The fundamental error in Fifth Third's approach is to treat the dispute as one between two claimants' secured interests and/or contractual rights. The surety's claim is based upon the rule of equitable subordination. The surety is not a bank. It does not finance the work of the contractor. If the contractor completes the job without incident, the surety pays nothing and keeps the money it was paid for its bond. Unlike an ordinary insurer, it does not pay off the project owner for the cost and inconvenience of hiring a contractor who goes broke before the job can be completed. The surety must complete the contractor's work. The surety is protected only by its ability to finish the project efficiently which will reduce its loss on the bond. The surety relies on its assessment of the competence of the contractor and on its own ability to complete the project at a reasonable cost. It does not loan money in exchange for collateral. As the surety notes, "In the case of default the bank takes its security; the surety must go ahead and perform."

If Fifth Third had managed to collect funds from the contractor before default, that is, before the surety became obligated to perform on its bond, the surety cannot claw back the money, but after that obligation was triggered, all funds due to Krahl for work already done are subordinated equitably to the surety. Indeed, for a significant period of time, the bank is in a better position to collect what it is owed from the contractor. Both banks and sureties usually have the right to monitor the progress, performance and solvency of a contractor engaged in construction work. The degree to which either of them do so is left to their discretion. The level of scrutiny varies from project to project and neither party has offered evidence on this point. It is clear that a bank, concerned about repayment of loans, has, in theory at least, a head start on requiring some repayments. From the beginning, the contractor owes money to the bank. Until the contractor fails, the surety has no obligation to perform the contractor's work and no right to collect funds owed to the contractor by the project owner. In this case, the contractor's enterprise came to a sudden demise which, I infer, was a surprise to both bank and surety.

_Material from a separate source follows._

PR #4216, opened 2021-04-12
Allow snow to occlude LAI in FATES

ckoven:
These changes allow FATES to consider snow occlusion of LAI. This accompanies https://github.com/NGEET/fates/pull/734 and fixes https://github.com/NGEET/fates/issues/359.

There is no governing precedent in this state. Neither this Court nor our Court of Appeals appears to have issued clear precedent. The precedents relied upon come from many states and more than one circuit. I have found the case of National Shawmut Bank persuasive. It is consistent with an underlying policy to protect the interests of the surety on the premise that the social and economic benefits of favoring the interests of the surety in construction projects are substantially greater than those which come from traditional bank loans. Indeed the bank recognizes this in its acceptance of the primacy of the surety on bonded projects. An argument can be made that policy which grants a surety primacy on Non-Bonded Projects ought to be changed but, given long-standing precedent and policy, the change should come from legislation. The security of the surety on construction projects is favored because of the social and economic harm done whenever a large construction project stands incomplete, perhaps dangerous to the public and esthetically revolting, and always serving no useful purpose.

Traveler's motion for partial summary judgment is granted.